Operation Employment

I got an interview for a position as an “entry level promotions coordinator.” I was a little suspicious but accepted the Zoom invite. The HR person I spoke to on the phone told me to dress to impress, so I put makeup on and a nice shirt and blazer. Right before my interview I looked up the company on Glassdoor and discovered that the company was almost certainly a pyramid scheme.

I logged onto the call and a guy with an unbuttoned red polo shirt asked me what my purpose was. I was a bit flummoxed but told him I was there to interview for the entry level promotions coordinator position. 

“Ah,” Red Polo Shirt said, and then he told me that this wasn’t an interview, but an informational meeting. He said I would be put in a call with other applicants and then all the sudden I was sharing a screen with two others. We awkwardly stared at each other as other applicants gradually joined the call for a period of fifteen minutes.

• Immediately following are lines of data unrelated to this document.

PR #17401, opened 2026-07-27
fix: refresh memory sidebar avatar immediately after update

euvre:
### Summary

After uploading a new avatar on the memory configuration page and saving, the avatar shown in the memory detail sidebar was not updated until a full page refresh.

Root cause: a react-query key mismatch. The sidebar and the configuration page read data via `useFetchMemoryBaseConfiguration`, whose query key is `['fetchMemoryDetail', ...]` (`GET /api/v1/memories/:id/config`), but `useUpdateMemory` only invalidated the unrelated `['memoryDetail', id]` key on success. As a result, the sidebar's cached query was never refetched after an update.

This PR additionally invalidates the `fetchMemoryDetail` query key in `useUpdateMemory`'s `onSuccess`, so the sidebar refetches and shows the new avatar immediately. It also removes a stale comment in the sidebar referring to an unimplemented `refreshCount` mechanism.

### DIFF
--- a/web/src/pages/memories/hooks.ts
+++ b/web/src/pages/memories/hooks.ts
@@ -18,6 +18,7 @@ import { omit } from 'lodash';
 import { useCallback, useMemo, useState } from 'react';
 import { useTranslation } from 'react-i18next';
 import { useParams, useSearchParams } from 'react-router';
+import { MemoryApiAction } from '../memory/constant';
 import {
   CreateMemoryResponse,
   DeleteMemoryProps,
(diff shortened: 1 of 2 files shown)


wangq8 (commented):
Simple, correct fix. The react-query key mismatch (`memoryDetail` vs `fetchMemoryDetail`) is a textbook stale-cache bug — invalidating the correct key resolves it cleanly.

Also good housekeeping: removing the stale `refreshCount` comment in the sidebar component.

Approved.

PR #17403, opened 2026-07-27
WIP (review after ingestion fully ready) Go: reject canceling documents whose parse is not running

euvre:
### Summary

In Go mode, selecting parsed (DONE) documents in a dataset and clicking Cancel flipped the documents to CANCEL status, because `CancelDocParse` called `RequestStop` on the terminal ingestion task, which is a no-op success, and then unconditionally marked the document as CANCEL. The Python backend rejects this case with `Cannot cancel a task that is not in RUNNING status` and leaves the document untouched.

This PR aligns the Go behavior with Python:

- `CancelDocParse` now rejects with a new `ErrDocumentParseNotRunning` sentinel when the document run status is neither RUNNING nor CANCEL and it has no unfinished ingestion task (CREATED/RUNNING/STOPPING).
- The ingest API (`POST /api/v1/documents/ingest`, used by the web UI Cancel button) maps the sentinel to `Cannot cancel a task that is not in RUNNING status` (data error), so finished documents keep their DONE status.
- The stop-parse API (`POST /datasets/<id>/documents/stop`) maps it to `Can't stop parsing document that has not started or already completed`, matching the Python message.

Added tests: completed document rejected by stop API and by ingest cancel (status stays DONE), and canceling a running document still succeeds.

### DIFF
--- a/internal/service/document/document_ingest.go
+++ b/internal/service/document/document_ingest.go
@@ -2,6 +2,7 @@ package document
 
 import (
 	"context"
+	"errors"
 	"fmt"
 	"ragflow/internal/dao"
 	"ragflow/internal/service"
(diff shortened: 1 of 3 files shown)


wangq8 (commented):
Clean fix that aligns Go behavior with Python. Rejecting cancellation of already-completed documents prevents them from being incorrectly flipped to CANCEL status.

**What works well:**
- `ErrDocumentParseNotRunning` sentinel is idiomatic Go and properly mapped to user-facing messages in both the ingest API ("Cannot cancel a task that is not in RUNNING status") and the stop-parse API ("Can't stop parsing document that has not started or already completed")
- Guard condition correctly checks doc.Run and unfinished ingestion task status
- Test coverage is thorough: completed doc rejected by stop, completed doc rejected by ingest cancel, running doc cancel still succeeds — all verifying the doc status is preserved correctly

No issues found. LGTM, approved.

Everyone was dressed really nicely. There were three guys with suits and ties on. The girls wore makeup. I felt devastated for everyone including myself because we had all been duped, and the “interview” hadn’t even started yet. There was a grandparent-aged man on, and I felt especially bad for him. Every once in a while his wife and dog would wander onto the screen, and he had a wall of stuffed animals behind him. I am certain he is among the millions who have lost their jobs due to the corona virus. 

My rbf (resting bitch face) grew more and more pronounced the longer we waited. There were some stilted introductions, but mostly an awkward silence. Red Polo Shirt still hadn’t joined the call—he must have been saying hi to other applicants and telling them that this was an informational meeting, not an interview. I knew he was preying on us desperate college graduates but decided to stay on the call to see what was going to happen. I put myself on mute.

There are now 8 of us total staring at the screen in silence, I texted my parents.

This is the most awkward thing

The person who is doing the session hasn’t joined yet

I’m going to stay but I’m really annoyed

Now someone is making conversation bc they decided it was too awkward to stare at each other

Another guy just joined in a suit and tie

The convo fizzled

The grandparent-aged man left the call. It had been fifteen minutes and Red Polo Shirt still wasn’t there. “Do you think this is a multi-tiered marketing scheme?” I asked everyone, and they all nodded. 

“I guess it’s practice?” someone said, and everyone chuckled.

Red Polo Shirt finally joined the call. He launched straight into a schpeel, and the entire time I texted my parents updates. 

He’s talking about his background in pest control 

It’s totally a pyramid scheme

Now he’s talking about traditional marketing schemes and how this is different than that

Oh shit a dude just asked if it’s a pyramid scheme and the guy dodged the question

Now he’s saying that it’s a sales position that’s by commissions and it’s up to the trainer for how much you get paid 

Red Polo Shirt ended his sales pitch by asking if we had any questions. We all stared at him stone faced. Then he told us that the HR team would be in touch if they decided to go on to the next stage of the hiring practice. I took that to mean we would all get a call. “Keep your phones on if you want to get a second interview,” Red Polo Shirt said.

“I put makeup on!” I raged to my parents. “I put makeup on and a nice shirt and everything, and he was wearing an unbuttoned shirtsleeve polo shirt and I could see his chest hair!”

1 comment / Add your comment below

  1. Hi Claire, that totally sucks. Kudos to you for sticking it out through the call, and for being clear-eyed about what was going on. Yes, it’s a total bummer that you put on makeup. But it would have been grounds for legal action if you had put on pantyhose or heels.

    The right thing will come! In the meantime, know that we’re cheering for you.